3

I have some HTML pages that I am trying to extract the text from using asynchronous web requests through aiohttp and asyncio, after extracting them I save the files locally. I am using BeautifulSoup(under extract_text()), to process the text from the response and extract the relevant text within the HTML page(exclude the code, etc.) but facing an issue where my synchronous version of the script is faster than my asynchronous + multiprocessing.

As I understand, using the BeautifulSoup function causes the main event loop to block within parse(), so based on these two StackOverflow questions[0, 1], I figured the best thing to do was to run the extract_text() within its own process(as its a CPU task) which should prevent the event loop from blocking.
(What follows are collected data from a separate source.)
Issue #867, opened 2020-11-08
[Mining] Provide a way to mine to a specific wallet address


dragonmike:
the parameter -miningaddress (tested in command line and as conf file entry) followed by a bv- or V- address does not force the wallet to mine randomX towards given address. The wallet still mines to a randomly generated mining address.

 the wallet should have mined towards the given address

 the wallet generated a new mining address and mined towards it, ignoring the set parameter

 tested several times, easy to reproduce

 v1.1.0 from github

 Windows 10, Ryzen 9 3900, Sandisk SSD

 n/a

 n/a

CaveSpectre11:
To follow with a note on this:

`miningaddress` is used by progpow's `getblocktemplate` and is confusing as it is not originally intended to be a target for all mining payouts.  As that doesn't override the feature request intended here [for a use case that has a central management wallet with the private keys for a users distributed mining wallets], the feature is not without merit.  So the title will be renamed to be more in line with the feature.

Zannick:
*Should* `miningaddress` be the address the wallet uses for in-wallet mining, or should we have separate options, e.g., `walletminingaddress` and `rpcminingaddress`?

CaveSpectre11:
> _Should_ `miningaddress` be the address the wallet uses for in-wallet mining, or should we have separate options, e.g., `walletminingaddress` and `rpcminingaddress`?

I'm not a miner, so I'll leave that to those that are to answer the following question:  "What is the use case for two separate addresses?"

Zannick:
The use case I was picturing was doing some local cpu mining plus the rpc mining, but I seem to have forgotten that you can't mine two different algorithms with one wallet. So, if it's acceptable to expand the usage of miningaddress for in-wallet mining, this ends up looking pretty simple.

CaveSpectre11:
Bounty assigned: @Zannick

Zannick:
Included in versions >= 1.2

PR #923, opened 2021-04-07
[Mining] Use -miningaddress for in-wallet mining.

Zannick:
### Problem ###
`-miningaddress` is used for rpc progpow gpu mining, but ignored for in-wallet mining such as for RandomX and SHA256D.

### Root Cause ###
It's just not looking at the config value when it sets up the block script.

### Solution ###
When the wallet attempts to retrieve a mining address, prefer the configured value for `-miningaddress`, falling back to the previous address generation from the wallet keys.

Disallows stealth addresses as per current behavior validating `-miningaddress` at startup and in rpc mining.

Performs an additional safety check that the wallet actually owns the given address, falling back to a random wallet address otherwise (preserving current behavior).

### Bounty PR ###
#867

### Bounty Payment Address ##

### Testing Results ###
Tested on win10 x64 mining RandomX on testnet: both with basecoin and "mining" addresses.
Tested on win10 veild, veil-qt: Using a testnet basecoin address that was not mine. Successfully produced an error and exited.

RandomX mining results

### DIFF
--- a/src/init.cpp
+++ b/src/init.cpp
@@ -1933,6 +1933,17 @@ bool AppInitMain()
         // Link thread groups
         LinkAutoSpendThreadGroup(&threadGroupAutoSpend);
 
+        // Validate wallet mining address.
+        std::string sAddress = gArgs.GetArg("-miningaddress", "");
+        if (!sAddress.empty()) {
+            CTxDestination dest = DecodeDestination(sAddress);
+
+            auto pt = GetMainWallet();
+            if (pt && pt->IsMine(dest) != ISMINE_SPENDABLE) {
+                return InitError(strprintf(_("Invalid -miningaddress: '%s' not owned by wallet"), sAddress));
+            }
+        }
+
         // Start wallet CPU mining if the -gen=<n> parameter is given
         int nThreads = gArgs.GetArg("-gen", 0);
         if (nThreads) {
--- a/src/wallet/wallet.cpp
+++ b/src/wallet/wallet.cpp
@@ -4702,7 +4702,7 @@ void CWallet::MarkReserveKeysAsUsed(int64_t keypool_id)
     }
 }
 
-void CWallet::GetScriptForMining(std::shared_ptr<CReserveScript> &script)
+void CWallet::GetScriptForMiningReserveKey(std::shared_ptr<CReserveScript> &script)
 {
     std::shared_ptr<CReserveKey> rKey = std::make_shared<CReserveKey>(this);
     CPubKey pubkey;
@@ -4711,6 +4711,19 @@ void CWallet::GetScriptForMining(std::shared_ptr<CReserveScript> &script)
 
     script = rKey;
     script->reserveScript = CScript() << ToByteVector(pubkey) << OP_CHECKSIG;
+}
+
+void CWallet::GetScriptForMining(std::shared_ptr<CReserveScript> &script)
+{
+    std::string sAddress = gArgs.GetArg("-miningaddress", "");
+    if (!sAddress.empty()) {
+        CTxDestination dest = DecodeDestination(sAddress);
+
+        script = std::make_shared<CReserveScript>();
+        script->reserveScript = GetScriptForDestination(dest);
+        return;
+    }
+    return GetScriptForMiningReserveKey(script);
 }
 
 void CWallet::LockCoin(const COutPoint& output)
--- a/src/wallet/wallet.h
+++ b/src/wallet/wallet.h
@@ -1221,6 +1221,7 @@ public:
 
     const std::string& GetLabelName(const CScript& scriptPubKey) const;
 
+    void GetScriptForMiningReserveKey(std::shared_ptr<CReserveScript> &script);
     void GetScriptForMining(std::shared_ptr<CReserveScript> &script);
 
     unsigned int GetKeyPoolSize() EXCLUSIVE_LOCKS_REQUIRED(cs_wallet)


codeofalltrades (approved):
ACK bcdd0f5524e201caee1ea1eec01569a41ecd5ba9

CaveSpectre11 (commented):
I'm having a hell of a time downloading a binary to test this, so I'll just ask a few questions:

1) If you specify `-miningaddress` with no value, it will just use a generic one and not give you an error?
2) If the destination is invalid, same thing?
3) When do you see these errors?

I think I might rather see the validity tests for -miningaddress in veild.cpp and qt/veil.cpp, so that they get feedback when they try to start the daemon or qt; and have it not continue if they don't have a valid basecoin address that is theirs.  Having the differentiation between basecoin and stealth is good, so we have a hook when we do allow stealth; but if it doesn't fail on startup until they correct their use of -miningaddress, it should.

If I can get the thing to download, I'll get some of my own answers to the above questions.

src/wallet/wallet.cpp
```diff
@@ -4713,6 +4713,31 @@ void CWallet::GetScriptForMining(std::shared_ptr<CReserveScript> &script)
...
+            if (IsMine(dest) != ISMINE_SPENDABLE) {
+                WalletLogPrintf("-miningaddress %s not under my control, falling back to random address", sAddress);
+                return GetScriptForMiningReserveKey(script);
+            }
+            // Disallow Stealth Addresses for now
+            CBitcoinAddress address(sAddress);
+            if (address.IsValidStealthAddress()) {
+                WalletLogPrintf("-miningaddress must be a basecoin address");
+                return GetScriptForMiningReserveKey(script);
+            }
```
CaveSpectre11, line 4732: This is unnecessary since this check is being done in veild.cpp and qt/veil.cpp

src/wallet/wallet.cpp
```diff
@@ -4713,6 +4713,31 @@ void CWallet::GetScriptForMining(std::shared_ptr<CReserveScript> &script)
...
+{
+    std::string sAddress = gArgs.GetArg("-miningaddress", "");
+    if (!sAddress.empty()) {
+        CTxDestination dest = DecodeDestination(sAddress);
+
+        if (IsValidDestination(dest)) {
+            if (IsMine(dest) != ISMINE_SPENDABLE) {
+                WalletLogPrintf("-miningaddress %s not under my control, falling back to random address", sAddress);
+                return GetScriptForMiningReserveKey(script);
+            }
```
CaveSpectre11, line 4726: These are good checks, but they should be done where miningaddress is being checked on startup.

src/wallet/wallet.cpp
```diff
@@ -4713,6 +4713,31 @@ void CWallet::GetScriptForMining(std::shared_ptr<CReserveScript> &script)
     script->reserveScript = CScript() << ToByteVector(pubkey) << OP_CHECKSIG;
 }
 
+void CWallet::GetScriptForMining(std::shared_ptr<CReserveScript> &script)
```
CaveSpectre11, line 4716: See other comments, this should only load it if it exists; the validity checks should be on startup so they know right when they execute veild or veil-qt that they have a mistake in their -miningaddress, and not have to wait until later (or in the case of veild, not even notice that they didn't) get what they wanted.  I.e. find where it's checked in veild.cpp and qt/veil.cpp and add the additional checks in there.  We shouldn't fall over to do something they didn't intend when they used the flag incorrectly.

CaveSpectre11 (changes requested):
See changes needed.

src/wallet/wallet.cpp
Zannick: It's also being done in rpc/mining.cpp--I presume as a backstop in case the arg was changed between startup and the rpc to start mining. If it's changed, and manages to get by here, the script will be empty, and I think that will make it fail when it tries to commit a block (I tried mining to stealth on testnet at some point and iirc that's what happened). Perhaps that is user error, since we should not be mutating miningaddress in-process? The difference is that we can't return an RPC error here, and I felt it was better to fall back to existing behavior (mining to an unexpected address) rather than surprising behavior (mining fails at the last possible moment).

src/wallet/wallet.cpp
Zannick: Done.

src/wallet/wallet.cpp
Zannick: Had to move it to init.cpp so I could be sure the wallet was loaded, but it works for both veild and veil-qt (with a delay to load the wallet, of course). Done.

src/wallet/wallet.cpp
Zannick: Cleared these checks out.

Zannick (commented):
1. Supplying an empty miningaddress is the same as providing none, since the `getArg` lookups provide a default of `""`.
2. As you found, yeah, the errors are on startup. See my comments below..

src/wallet/wallet.cpp
CaveSpectre11: Ahh yes, because of the IsMine().  Let me think about this a little bit more.  I put in a good address that I didn't own, and I didn't see an error anywhere.  I'm building this PR so I can do some extra debugging later.

src/init.cpp
```diff
@@ -1933,6 +1933,17 @@ bool AppInitMain()
...
         LinkAutoSpendThreadGroup(&threadGroupAutoSpend);
 
+        // Validate wallet mining address.
+        std::string sAddress = gArgs.GetArg("-miningaddress", "");
+        if (!sAddress.empty()) {
+            CTxDestination dest = DecodeDestination(sAddress);
+
+            auto pt = GetMainWallet();
+            if (pt && pt->IsMine(dest) != ISMINE_SPENDABLE) {
+                return InitError(strprintf(_("Invalid -miningaddress: '%s' not owned by wallet"), sAddress));
```
CaveSpectre11, line 1943: This has an issue; as it hangs up the wallet and doesn't exit:
```
2021-04-20T23:24:24Z ThreadStakeMiner: starting
2021-04-20T23:24:24Z Veil Miner started
2021-04-20T23:24:24Z Error: Invalid -miningaddress: 'bv1q7cmcjcazyxger9y9llnqpuhj33pmrn9hl0ny24' not owned by wallet
2021-04-20T23:24:24Z tor: Thread interrupt
2021-04-20T23:24:24Z torcontrol thread exit
2021-04-20T23:24:24Z opencon thread exit
2021-04-20T23:24:24Z dnsseed thread exit
2021-04-20T23:24:24Z Shutdown: In progress...
2021-04-20T23:24:24Z addcon thread exit
2021-04-20T23:24:24Z msghand thread exit
2021-04-20T23:24:24Z net thread exit
2021-04-20T23:24:24Z Imported mempool transactions from disk: 3 succeeded, 0 failed, 0 expired, 0 already there
2021-04-20T23:24:37Z ThreadStakeMiner: interrupted
2021-04-20T23:24:37Z Veil Miner started
```
```
./veil-cli stop
error: Could not connect to the server 127.0.0.1:58812

Make sure the veild server is running and that you are connecting to the correct RPC port.
```

Zannick: This appears to be an existing issue. I can reproduce it here:
https://github.com/Veil-Project/veil/blob/02cc068b03abe4aeac551762f24ba621819ad733/src/init.cpp#L1972-L1974

Let me file a separate issue...

Zannick: I filed PR #935 with a fix.

codeofalltrades (approved):
ACK b2eb97778cbd7390e16dd38e6308d73962b2277e
Tested on Win 10

CaveSpectre11 (approved):
ACK b2eb97778cbd7390e16dd38e6308d73962b2277e

But #935 must be merged first.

This results in the script taking 1.5x times longer than the synchronous version(with no multiprocessing).

To confirm that this was not an issue with my implementation of the asynchronous code, I removed the use of the extract_text() and instead saved the raw text from the response object. Doing this resulted in my asynchronous code being much faster, showcasing that the issue is purely from the extract_text() being run on a separate process.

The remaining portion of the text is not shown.